A further limit of our work is that we applied our method in only 45% of eligible papers. This was because of the missing information on patients at risk at different time points. Parmar et al.21 proposed methods to estimate not only the number of censored and the number of events in each interval, but also the number of patients at risk. These methods, however, require further assumptions resulting in estimates even more approximated. For this reason, we decided to minimise the number of assumptions to be made, including only papers with all information available.
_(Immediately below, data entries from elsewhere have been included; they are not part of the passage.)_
PR #1208, opened 2016-09-19
Add ENV variable for worker timeout

thorncp:


lib/tasks/resque.rake
```diff
@@ -9,7 +9,7 @@ namespace :resque do
     Resque.workers.each do |w|
       worker_start_time = w.processing.fetch("run_at", Time.current).to_time
       time_running = Time.current - worker_start_time
-      max_time_running = 10.minutes
+      max_time_running = ENV.fetch("RESQUE_WORKER_TIMEOUT", 10).to_i.minutes
```
teoljungberg: Since this is in minutes, thoughts on incorporating that into the environment variable? Something like `RESQUE_WORKER_TIMEOUT_IN_MINUTES`.

teoljungberg:
I haven't gotten into using the new GitHub Review workflow, but this looks good to me besides the already laid out remarks.

teoljungberg:
Thoughts on getting this merged @thorncp ?

PR #1214, opened 2016-09-23
Add functionality to remove resolved comments

gylaz:
Since GitHub removed the comment collapsing feature, we need a way to
clean-up comments after the underlying style violation has been
resolved.


gylaz:
Still need to test at the high-level, but ready for review.

app/policies/commenting_policy.rb
```diff
@@ -1,27 +1,40 @@
...
-  def allowed_for?(violation)
+  def comment_on?(violation)
     unreported_violation_messages(violation).any?
   end
 
+  def comment_matches_any_violation?(comment, violations)
+    violations.any? do |violation|
+      comment.user.login == Hound::GITHUB_USERNAME &&
+        matches_location?(violation, comment) &&
+        messages_match?(violation, comment)
```
thorncp: What do you think about naming this method `matches_messages?` to be consistent with `matches_location?`?

app/services/build_report.rb
```diff
@@ -7,11 +7,13 @@ def initialize(pull_request:, build:, token:)
     @build = build
     @pull_request = pull_request
     @token = token
+    @commenter = Commenter.new(pull_request)
```
thorncp: Needs an `attr_reader`?

app/models/pull_request.rb
```diff
@@ -14,13 +16,17 @@ def commit_files
...
-      comment: violation.messages.join("<br>"),
+      comment: violation.messages.join(COMMENT_LINE_DELIMITER),
       commit: head_commit,
       filename: violation.filename,
       patch_position: violation.patch_position
     )
   end
 
+  def delete_comment(comment_id)
+    delete_pull_request_comment(full_repo_name, comment_id)
```
thorncp: Is this method available here?

teoljungberg: Doesn't look like it, we have to use either `hound_github` or `user_github`.

app/policies/commenting_policy.rb
teoljungberg: I like this suggestion 👍

app/services/build_report.rb
teoljungberg: 👍

app/services/commenter.rb
```diff
@@ -4,15 +4,23 @@ class Commenter
 
   def comment_on_violations(violations)
     violations.each do |violation|
-      if commenting_policy.allowed_for?(violation)
+      if policy.comment_on?(violation)
```
teoljungberg: I'd keep this as `commenting_policy` to reflect the class name.

app/services/commenter.rb
```diff
@@ -4,15 +4,23 @@ class Commenter
...
         pull_request.comment_on_violation(violation)
       end
     end
   end
 
+  def remove_resolved_violations(violations)
+    pull_request.comments.each do |comment|
+      unless policy.comment_matches_any_violation?(comment, violations)
```
teoljungberg: Instead of doing an `each` with a conditional inside it, what do you think of a `select` or `reject` followed by an `each` block?

spec/policies/commenting_policy_spec.rb
```diff
@@ -83,17 +83,114 @@
...
+
+        expect(result).to eq false
+      end
+    end
+  end
+
   def stub_comment(options = {})
     defaults = {
-      position: nil
+      user: double(login: Hound::GITHUB_USERNAME),
```
teoljungberg: Thoughts on naming this `double`?

spec/policies/commenting_policy_spec.rb
```diff
@@ -83,17 +83,114 @@
...
     }
-    double(:comment, defaults.merge(options))
+    double(:github_comment, defaults.merge(options))
```
teoljungberg: Thoughts on using the string form as we have in the rest of the code base? `double("GithubComment")`.

spec/services/commenter_spec.rb
```diff
@@ -10,7 +10,7 @@
           pull_request = double(:pull_request, comment_on_violation: nil)
           violation = double(:violation)
           commenter = Commenter.new(pull_request)
-          policy = double(:commenting_policy, allowed_for?: true)
+          policy = double(:commenting_policy, comment_on?: true)
```
teoljungberg: Same suggestion / question as above regarding the string form.

spec/services/commenter_spec.rb
```diff
@@ -45,4 +45,47 @@
       end
     end
   end
+
+  describe "#remove_resolved_violations" do
+    it "deletes comments for violations that are no longer present" do
+      existing_comments = [
+        build_comment(id: 1, position: 4, body: "foo bar"),
```
teoljungberg: Does the `id`'s matter?

app/services/commenter.rb
gylaz: Hmm, I don't see any particular benefit to that, other than functional programming street cred. Seems less efficient.

spec/policies/commenting_policy_spec.rb
gylaz: What do you mean here?

gylaz: Oh, i gotcha. 👍

spec/services/commenter_spec.rb
gylaz: It does, because it's used in the expectation on line 68. I'll see if I can improve the readability.

gylaz:
@teoljungberg @thorncp this is ready for another look.

app/services/commenter.rb
```diff
@@ -4,15 +4,23 @@ class Commenter
...
-      if commenting_policy.allowed_for?(violation)
+      if commenting_policy.comment_on?(violation)
         pull_request.comment_on_violation(violation)
       end
     end
   end
 
+  def remove_resolved_violations(violations)
+    pull_request.comments.each do |comment|
+      if commenting_policy.delete_comment?(comment, violations)
```
teoljungberg: I for one like the functional way of `select` + `each`, I'm unsure if there's a performance hit since it's an enumerable. I'd be interested in doing some benchmarks of that at some point.

spec/policies/commenting_policy_spec.rb
```diff
@@ -83,17 +83,111 @@
...
+
+          expect(result).to eq false
         end
       end
     end
   end
 
+  describe "#delete_comment?" do
+    context "when commented by Hound's user" do
+      context "and messages match" do
```
teoljungberg: I really like the symmetry of how this reads!

spec/policies/commenting_policy_spec.rb
```diff
@@ -83,17 +83,111 @@
...
+        pull_request = stub_pull_request(comments: [comment])
+        commenting_policy = CommentingPolicy.new(pull_request)
+
+        result = commenting_policy.delete_comment?(comment, [violation])
+
+        expect(result).to eq false
+      end
+    end
+
+    context "when messages don't match" do
```
teoljungberg: Thoughts on writing out `don't` into `does not`?

app/models/pull_request.rb
```diff
@@ -14,13 +16,17 @@ def commit_files
...
-      comment: violation.messages.join("<br>"),
+      comment: violation.messages.join(COMMENT_LINE_DELIMITER),
       commit: head_commit,
       filename: violation.filename,
       patch_position: violation.patch_position
     )
   end
 
+  def delete_comment(comment)
+    hound_github.delete_pull_request_comment(full_repo_name, comment.id)
```
thorncp: Should we try using the user's token first? Theoretically we'll be making twice as many API requests, 2 for every violation, so we could end up exhausting Hound's quota. I don't suspect it will be a pressing issue immediately, so we deploy without and see how it affects things.

gylaz: Good point. Let's monitor it and then make the call.

PR #1216, opened 2016-09-26
Set status to success when no files to review

gylaz:
When there are not reviews scheduled for a build, we never set the
status back from pending.

### DIFF
--- a/app/services/build_runner.rb
+++ b/app/services/build_runner.rb
@@ -24,6 +24,9 @@ class BuildRunner
     upsert_owner
     build = create_build
     review_files(build)
+    if build.file_reviews.empty?
+      set_no_violations_status
+    end
   end
 
   def relevant_pull_request?
@@ -90,5 +93,9 @@ class BuildRunner
       commit_sha: payload.head_sha,
       linter_name: exception.linter_name,
     )
+  end
+
+  def set_no_violations_status
+    commit_status.set_success(0)
   end
 end
--- a/spec/services/build_runner_spec.rb
+++ b/spec/services/build_runner_spec.rb
@@ -223,6 +223,23 @@ describe BuildRunner do
       end
     end
 
+    context "when no files need to be reviewed" do
+      it "sets the final status as passing" do
+        repo = create(:repo, :active)
+        build_runner = make_build_runner(repo: repo)
+        github_api = stubbed_github_api
+        stubbed_pull_request_with_file("foo.whatever", "hello world")
+
+        build_runner.run
+
+        expect(github_api).to have_received(:create_success_status).with(
+          repo.name,
+          stubbed_payload.head_sha,
+          I18n.t(:complete_status, count: 0),
+        )
+      end
+    end
+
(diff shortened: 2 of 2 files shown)


app/services/build_runner.rb
```diff
@@ -24,6 +24,9 @@ def review_pull_request
     upsert_owner
     build = create_build
     review_files(build)
+    if build.file_reviews.empty?
+      commit_status.set_success(0)
```
teoljungberg: Could we extract the violations count of `0` into something meaningful? I had to look at the method to see what it meant.

akutz:
@gylaz,

Thank you for such a quick turn-around! I'm not sure how I haven't encountered this until now. We've been using Hound for a while, but recently I've been working a lot with our Makefile, resulting in non-code changes. Thank you again!

spec/services/build_runner_spec.rb
```diff
@@ -223,6 +223,23 @@ def force_fail_build_creation
...
+        repo = create(:repo, :active)
+        build_runner = make_build_runner(repo: repo)
+        github_api = stubbed_github_api
+        stubbed_pull_request_with_file("foo.whatever", "hello world")
+
+        build_runner.run
+
+        expect(github_api).to have_received(:create_success_status).with(
+          repo.name,
+          "somesha",
```
teoljungberg: I've always been bothered by this magic value in this test.

spec/services/build_runner_spec.rb
```diff
@@ -341,10 +358,11 @@ def stubbed_payload(options = {})
   end
 
   def stubbed_github_api
-    github_api = double(
+    github_api = instance_double(
       "GithubApi",
       create_pending_status: nil,
-      create_error_status: nil
+      create_success_status: nil,
+      create_error_status: nil,
```
teoljungberg: Good cleanup~

app/services/build_runner.rb
gylaz: Would it be better to extract `commit_status.set_success(0)` to a private method of `set_no_violations_status`? Or perhaps make the argument to `set_status` be a kwarg, like `commit_status.set_success(violations_count: 0)`?

I just feel like adding a `NO_VIOATIONS_COUNT = 0` constant is a bit redundant.

Thoughts?

teoljungberg: I think the kwarg idea is nice, but that would mean that the changeset would be larger.

I think a `set_no_violations_status` is a good first step to take!

gylaz:
@akutz This was a recent regression as we moved the last linter from this repo into [`linters`](https://github.com/houndci/linters).

spec/services/build_runner_spec.rb
gylaz: How about https://github.com/houndci/hound/pull/1216/files#diff-d483ebbf053cbd4d49cb92d8b163a425R237 ?

teoljungberg: Love it!

PR #1218, opened 2016-09-30
Support rebuilding a PR

thorncp:
Adds /builds index action, which lists the most recent pull requests
with builds that the current user has access to and provides a button to
rebuild them.

There's no link to this page from the UI at the moment.

rebuild


thorncp:
[Ability to rerun a build](https://trello.com/c/FLrhuBGo/725-ability-to-rerun-a-build)

app/controllers/builds_controller.rb
```diff
@@ -3,6 +3,10 @@ class BuildsController < ApplicationController
   skip_before_action :verify_authenticity_token, only: [:create]
   skip_before_action :authenticate, only: [:create]
 
+  def index
+    render locals: { builds: recent_builds_by_repo }
```
gylaz: Yeah! 💯

config/locales/en.yml
```diff
@@ -43,3 +43,7 @@ en:
       "If Hound finds any violations of your style guide it will
       comment inline on the violation in your GitHub pull
       request."
+
+  rebuilds:
+    new: "Rerun Build"
```
gylaz: What do you think about using Rails view structure for this?
```yaml
builds:
  index:
    rebuild: Rerun Build
    success: Rebuild triggered
```
Then in the view `t('.rebuild')` and `t('.success')` in the controller?

spec/features/user_rebuilds_a_pull_request_spec.rb
```diff
@@ -0,0 +1,18 @@
+require "rails_helper"
+
+feature "User rebuilds a pull request" do
+  scenario "from the builds page" do
+    user = create(:user, token_scopes: "public_repo,user:email")
+    repo = create(:membership, user: user).repo
+    build = create(:build, repo: repo)
+    allow(RebuildPullRequest).to receive(:call)
```
gylaz: What do you think about spying on the `SmallBuildJob` here? This way `RebuildPullRequest` gets to be tested at the integration level.

config/routes.rb
```diff
@@ -15,16 +15,19 @@
   get "/sign_out", to: "sessions#destroy"
   get "/configuration", to: "pages#configuration"
   get "/faq", to: "pages#show", id: "faq"
+  get "/recent_builds", to: "pages#show", id: "builds"
```
gylaz: Do we need this? Does this clash with `builds#index` below?

spec/queries/recent_builds_by_repo_query_spec.rb
```diff
@@ -0,0 +1,54 @@
...
+        repo: repo1,
+        created_at: 1.hour.ago,
+      )
+      _old_build2 = create(
+        :build,
+        pull_request_number: 2,
+        repo: repo2,
+        created_at: 1.hour.ago,
+      )
+      recent_build2 = create(:build, pull_request_number: 2, repo: repo2)
```
gylaz: Worth putting this line before `_old_build2` so it's obvious that is the old build of this one?

config/locales/en.yml
thorncp: Good call: 4df9eb724cd28e01b8120cbf3fdaf17fa9c2f314

spec/features/user_rebuilds_a_pull_request_spec.rb
thorncp: I like it 4df9eb724cd28e01b8120cbf3fdaf17fa9c2f314

config/routes.rb
thorncp: Don't need it. Forgot to remove it. Also removed the high voltage page in 8e3a1ddc7ef630b249c8d2e3dbc56eee49a9f74d

spec/queries/recent_builds_by_repo_query_spec.rb
thorncp: Sure 4df9eb724cd28e01b8120cbf3fdaf17fa9c2f314

PR #1219, opened 2016-09-30
Remove RuboCop gem

gylaz:
RuboCop is now entrirely handled by the `linters` repo.

Also, remove `astrolabe` since it was needed for RuboCop.


thorncp:
:+1:

PR #1220, opened 2016-09-30
Remove old violation_count method

gylaz:


thorncp:
👍 ✂️

teoljungberg:
Do we really want this? Don't we want to update the build status with the violation count if there are any?

thorncp:
I assumed "old violation_count method" meant it wasn't used anymore, but the Circle failure says otherwise. Do we have a replacement for this method?

gylaz:
There is a `violations_count` column on `builds` that replaces this.

teoljungberg:
@gylaz In that case, we'd need to update the reporter to use that method.

app/services/build_report.rb
```diff
@@ -37,14 +37,14 @@ def track_subscribed_build_completed
...
+      commit_status.set_failure(build.violations_count)
     else
-      commit_status.set_success(build.violation_count)
+      commit_status.set_success(build.violations_count)
     end
   end
 
   def fail_build?
-    hound_config.fail_on_violations? && build.violation_count > 0
+    hound_config.fail_on_violations? && build.violations_count > 0
```
gylaz: Me thinks this is a bad rule for us to follow. ✂️ it?

thorncp: I'd be okay removing it :+1:

thorncp:
LGTM :traffic_light:

PR #1222, opened 2016-10-03
Facelift

sardaukar:
Just a Rubocop once-over


teoljungberg:
We have a policy against rewriting existing code just for the sake of bringing it inline withthe current style guide. But we make those changes when we touch that part of the codebase.

With that in mind, what does this PR resolve?

sardaukar:
@teoljungberg just a once-over, as stated - there were a bunch of places with what seemed easy wins (inline guards, and so on) so I thought of automating it with Rubocop. But is seems that Hound and it don't see eye to eye. Nevermind then, my bad :|

PR #1229, opened 2016-10-17
Replace Angular with ReactJS (first try)

sardaukar:
Complete switchover to React - this is the baseline for me and @LkeMitchll work on tiered pricing. The only feature missing is the animation when the repo gets activated/deactivated, since it will probably need a tweak anyway.


app/assets/javascripts/components/account_credit_card_updater.js.jsx.erb
```diff
@@ -0,0 +1,54 @@
...
+    });
+  }
+
+  render = () => {
+    return (
+      <h3>
+        Monthly Billing
+        {
+          this.props.stripe_customer_id_present
+          ?
```
BlakeWilliams: Instead of using a ternary here, thoughts on extracting an `if/else`?

app/assets/javascripts/components/account_email_updater.js.jsx
```diff
@@ -0,0 +1,77 @@
...
+          <div className="form-group">
+            <label>Email address for receipts</label>
+            <input
+              type="email"
+              placeholder={this.state.emailAddress || this.props.billable_email}
+              onChange={(evt) => this.setState({emailInput: evt.target.value, addressChanged: null})}
+            ></input>
+            {
+              this.state.addressChanged !== null
+              ?
```
BlakeWilliams: I think this is a good sign to extract another component so we can avoid complicated ternaries in JSX.

app/assets/javascripts/components/organization.js.jsx
```diff
@@ -0,0 +1,39 @@
+class Organization extends React.Component {
+  filterBySearchTerm = (repo) => {
```
BlakeWilliams: This reads like it's filtering but returns a boolean, thoughts on naming it something like `canShow`? or `isHidden`?

app/assets/javascripts/components/organization.js.jsx
```diff
@@ -0,0 +1,39 @@
...
+    } = this.props;
+
+    return (
+      <div className="organization">
+        <header className="organization-header">
+          <h2 className="organization-header-title">{data.name}</h2>
+        </header>
+        <section className="repo_listing">
+          <ul className="repos">
+            {repos && repos.filter(this.filterBySearchTerm).map( (repo) => (
```
BlakeWilliams: Extra space after `.map(`

app/assets/javascripts/components/organization.js.jsx
```diff
@@ -0,0 +1,39 @@
...
+              <Repo
+                repo={repo}
+                key={repo.id}
+                onRepoClicked={onRepoClicked}
+                isProcessingId={isProcessingId}
+              />
+            )) || null}
```
BlakeWilliams: Instead of an `|| null`, I think this could be extracted into a component, or delegate the responsibility of rendering null to the `Repo` component.

app/assets/javascripts/components/repo_tools.js.jsx
```diff
@@ -0,0 +1,27 @@
...
+      isSyncing,
+      onRefreshClicked,
+    } = this.props;
+
+    return (
+      <div className="repo-tools">
+        <RepoToolsSearch onSearchInput={onSearchInput} />
+        {
+          showPrivateButton
+          ?
```
BlakeWilliams: Thoughts on putting the ternary on the same line?

app/assets/javascripts/components/repo_tools_refresh.js.jsx.erb
```diff
@@ -0,0 +1,22 @@
+class RepoToolsRefresh extends React.Component {
+  render = () => {
+    const { isSyncing, onRefreshClicked } = this.props;
+    const buttonText = isSyncing
+      ?
```
BlakeWilliams: Could this be an if/else or extracted into a function?

app/assets/javascripts/components/repos_container.js.jsx.erb
```diff
@@ -0,0 +1,278 @@
...
+      url: `/repos/${repo.id}/activation`,
+      type: "POST",
+      dataType: "text"
+    });
+  }
+
+  commitRepoToState = (repo) => {
+    repoIdx = _.findIndex(this.state.repos, {id: repo.id});
+
+    const newRepos = React.addons.update(
```
BlakeWilliams: I think this could be changed to use `...` instead of `update`

app/assets/javascripts/components/repos_container.js.jsx.erb
```diff
@@ -0,0 +1,278 @@
...
+          showPrivateButton={!has_private_access}
+          onSearchInput={this.onSearchInput}
+          onRefreshClicked={this.onRefreshClicked}
+          onPrivateClicked={this.onPrivateClicked}
+          isSyncing={this.state.isSyncing}
+        />
+        {
+          this.state.isSyncing
+          ?
+            <ReposSyncSpinner/>
```
BlakeWilliams: Extract a component instead of using a ternary here?

vendor/assets/javascripts/es5-shim.js
```diff
@@ -0,0 +1,2061 @@
+/*!
```
teoljungberg: This shim could be installed via [Rails Assets] to avoid vendoring it.

[Rails Assets]: https://rails-assets.org/#/components/es5-shim

app/assets/javascripts/components/account_credit_card_updater.js.jsx.erb
```diff
@@ -0,0 +1,50 @@
...
+      token: this.updateCustomerCreditCard
+    }).open({
+      panelLabel: "Update Card",
+      allowRememberMe: false
+    });
+  }
+
+  render() {
+    if (this.props.stripe_customer_id_present) {
+      return (
```
teoljungberg: I'm unsure what is the convention in React, but I find it difficult to read an if / else-statment followed by the markup.

What do you think about extracting the two branches out into private methods?

app/assets/javascripts/classnames.js
```diff
@@ -0,0 +1,48 @@
+/*!
```
teoljungberg: Couldn't this package also be installed via [Rails Assets]?

[Rails Assets]: https://rails-assets.org/#/components/classnames

app/assets/javascripts/components/account_credit_card_updater.js.jsx.erb
```diff
@@ -0,0 +1,50 @@
...
+  updateCustomerCreditCard(stripeToken) {
+    $.ajax({
+      url: `/credit_card.json`,
+      type: "PUT",
+      data: {card_token: stripeToken.id},
+      dataType: "json"
+    });
+  }
+
+  onUpdateCreditCard(evt) {
```
teoljungberg: I commonly like to spell out `event` instead of using shorthands like `e` or `evt`.

app/assets/javascripts/components/account_credit_card_updater.js.jsx.erb
```diff
@@ -0,0 +1,50 @@
...
+    evt.preventDefault();
+
+    StripeCheckout.configure({
+      key: Hound.settings.stripePublishableKey,
+      image: "<%= image_path('icon.svg') %>",
+      email: $("input[type=email]").attr('placeholder'),
```
teoljungberg: Mixed use of quotes? Should we stick to double quotes?

app/assets/javascripts/components/account_credit_card_updater.js.jsx.erb
```diff
@@ -0,0 +1,50 @@
...
+      allowRememberMe: false
+    });
+  }
+
+  render() {
+    if (this.props.stripe_customer_id_present) {
+      return (
+        <h3>
+          Monthly Billing
+          <a href="#" className="update-card" onClick={(evt) => this.onUpdateCreditCard(evt)}>
```
teoljungberg: Where does `evt` come from in this context? Is it a React thing?

app/assets/javascripts/components/account_email_updater.js.jsx
```diff
@@ -0,0 +1,59 @@
...
+  onUpdateEmail(evt) {
+    evt.preventDefault();
+
+    $.ajax({
+      url: `/account.json`,
+      type: "PUT",
+      data: {billable_email: this.state.emailInput},
+      dataType: "text",
+      success: () => {
+        this.setState({
```
teoljungberg: Aren't the `{` brackets unnecessary in ES6? Or am I mixing up coffeescript with ES6?

app/assets/javascripts/components/account_email_updater.js.jsx
```diff
@@ -0,0 +1,59 @@
...
+  render() {
+    return (
+      <article className="account-details">
+        <h3>Update account settings</h3>
+        <form>
+          <div className="form-group">
+            <label>Email address for receipts</label>
+            <input
+              type="email"
+              placeholder={this.state.emailAddress || this.props.billable_email}
```
teoljungberg: Again, not knowing React. I'd extract a method to encapsulate branching like this.

app/assets/javascripts/components/repo.js.jsx
```diff
@@ -0,0 +1,35 @@
...
+          {"repo--active": repo.active},
+          {"repo--processing": isProcessingId === repo.id}
+        )}
+      >
+        <div className="repo-name">
+          {repo.full_github_name}
+        </div>
+        <div className={classNames(
+          "repo-activation-toggle",
+          {"repo-activation-toggle--private": !repo.active && repo.price_in_cents > 0}
```
teoljungberg: Again, I'd extract this out to a method to encapsulate this logic. Perhaps put it on `repo`?

app/assets/javascripts/components/repo.js.jsx
```diff
@@ -0,0 +1,35 @@
...
+        )}>
+          <span className="repo-private-label">
+            Private - ${repo.price_in_dollars}
+          </span>
+          <RepoActivationButton
+            repo={repo}
```
teoljungberg: This reads quite nicely!

app/assets/javascripts/components/repo_list.js.jsx
```diff
@@ -0,0 +1,33 @@
...
+
+    const repoName = repo.full_github_name.toLowerCase();
+    return repoName.indexOf(filterTerm.toLowerCase()) !== -1;
+  }
+
+  render() {
+    const { repos, onRepoClicked, isProcessingId } = this.props;
+
+    if (repos.length > 0) {
+      return (
```
teoljungberg: Again, without knowing React. I'd extract the two if branches out of the `render` method.

app/assets/javascripts/components/repo_tools.js.jsx
```diff
@@ -0,0 +1,21 @@
...
+      onSearchInput,
+      showPrivateButton,
+      isSyncing,
+      onRefreshClicked,
+    } = this.props;
+
+    return (
+      <div className="repo-tools">
+        <RepoToolsSearch onSearchInput={(evt) => onSearchInput(evt)} />
+        { showPrivateButton ? <RepoToolsPrivate /> : null }
```
teoljungberg: Could we instead write out the ternary to a proper if statement?

app/assets/javascripts/components/repo_tools_refresh.js.jsx.erb
```diff
@@ -0,0 +1,22 @@
+class RepoToolsRefresh extends React.Component {
+  render() {
+    const { isSyncing, onRefreshClicked } = this.props;
+    const buttonText = isSyncing
+      ?
```
teoljungberg: Could we write out the ternary to a proper if statement?

app/assets/javascripts/components/repo_tools_refresh.js.jsx.erb
```diff
@@ -0,0 +1,22 @@
...
+        "<%= I18n.t('syncing_repos') %>"
+      :
+        "<%= I18n.t('sync_repos') %>";
+
+    return (
+      <div className="repo-tools-refresh">
+        <button
+          className="repo-tools-refresh-button"
+          disabled={isSyncing ? "disabled" : null}
```
teoljungberg: Again, without knowing React. Could we extract a method out of this branching?

app/assets/javascripts/components/repos_container.js.jsx.erb
```diff
@@ -0,0 +1,285 @@
+class ReposContainer extends React.Component {
+  fetchReposAndOrgs() {
+    $.ajax({
+      url: "/repos.json",
+      type: "GET",
+      dataType: "json",
+      success: (data) => {
+        if (data.length == 0) {
```
teoljungberg: Could this success handler be extracted out to a method of its own?

app/assets/javascripts/components/repos_container.js.jsx.erb
```diff
@@ -0,0 +1,285 @@
...
+        repo,
+        (token) => this.createSubscriptionWithNewCard(repo, token)
+      );
+    }
+  }
+
+  createSubscriptionWithExistingCard(repo) {
+    this.createSubscription(
+      { repo_id: repo.id}
+    ).then( (resp) => {
```
teoljungberg: It seems like we don't add a space after `(` in the rest of this code. Should it be removed?

teoljungberg: This `then` handler also seems to be re-used elsewhere. Worth extracting a common method that can be re-used?

app/assets/javascripts/components/repos_container.js.jsx.erb
```diff
@@ -0,0 +1,285 @@
...
+    });
+  }
+
+  render() {
+    const { has_private_access } = this.props;
+
+    return (
+      <div>
+        <RepoTools
+          showPrivateButton={!has_private_access}
```
teoljungberg: Could we have the opposite as a method? `public_access_only`?

app/views/accounts/show.html.erb
```diff
@@ -0,0 +1,99 @@
...
+    <p class="message">
+      <%= t(
+        "account.bulk_pricing",
+        mail_to: mail_to("hound@thoughtbot.com")
+      ).html_safe %>
+    </p>
+  </aside>
+  <div class="account-content">
+    <article class="billing-breakdown">
+      <%= react_component('AccountCreditCardUpdater',
```
teoljungberg: Should these be uniformly double quotes? (goes for the entire file)

app/views/repos/index.html.erb
```diff
@@ -0,0 +1,11 @@
+<% content_for :page_title, 'Your Repos' %>
```
teoljungberg: Which quotes are we sticking with here? (goes for the entre file)

spec/features/repo_list_spec.rb
```diff
@@ -6,18 +6,21 @@
...
+      full_github_name: "#{user.github_username}/inaccessible-repo",
+    )
     activatable_repo = create(:repo, full_github_name: "thoughtbot/my-repo")
     create(:membership, repo: activatable_repo, user: user, admin: true)
     create(:membership, repo: restricted_repo, user: user, admin: false)
 
     sign_in_as(user)
 
-    within ".repo:nth-of-type(1)" do
+    within "[data-org-name=thoughtbot]" do
```
teoljungberg: Where does the value of `thoughtbot` come from? Could it be clarified somehow?

vendor/assets/javascripts/es5-shim.js
sardaukar: Can you control the order with a rails assets gem? It has to be required before React.

sardaukar: TIL - I hadn't used rails-assets before!

app/assets/javascripts/classnames.js
sardaukar: Same as for `es5-shim`

app/assets/javascripts/components/account_email_updater.js.jsx
sardaukar: You are :D

app/assets/javascripts/components/repo.js.jsx
sardaukar: I'm relatively new to JS, but the `repo` objects come directly from a JSON call - is it not an antipattern to enrich them with methods? I've extracted the class' toggler statement to a variable with a name that tries to make sense.

app/assets/javascripts/components/repo_list.js.jsx
sardaukar: Tell me what you think of the change into separate components.

app/assets/javascripts/components/repos_container.js.jsx.erb
sardaukar: Thanks on the handler being re-used! I find it easier to read arrow-functions with the space after `(` to clearly demark the arguments being passed.

app/assets/javascripts/components/repos_container.js.jsx.erb
sardaukar: I find it much easier to read `showPrivateButton={!has_private_access}` as "show private button if user doesn't have private access". Is `!` considered harmful?

app/views/repos/index.html.erb
sardaukar: Thanks for the quote-spotting. I used an online Haml to ERB converter and didn't remember to check.

sardaukar:
@teoljungberg thanks for the feedback! First big React and ES6 codebase, so keep it coming please.

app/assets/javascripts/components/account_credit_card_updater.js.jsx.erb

The conclusions from the meta-regression were compared to the results from the consolidated graphic method in which the logarithm of the time is plotted against the estimated log cumulative hazard. This was done in order to analyse the appropriateness of conclusions drawn according to meta-regression results. When the sample size is small, this method may lack power to detect deviations from PH; while for large sample sizes, hypothesis tests may be over sensitive to slight deviations from this assumption. In our sample, the results obtained with the meta-regression were in line with the log–log plots in all the studies. Despite the subjectivity of the graphic method, in all the 12 studies in which the PH assumption was rejected the graph agrees with the test results, indeed the curves were clearly not parallel. Moreover, for the four trials in which the authors tested the PH assumption, the conclusions with meta-regression were the same as the ones reported in the original papers.

Although further investigations are needed, the results we observed do suggest that meta-regression is a valid method for testing the PH assumption when only aggregate data are available.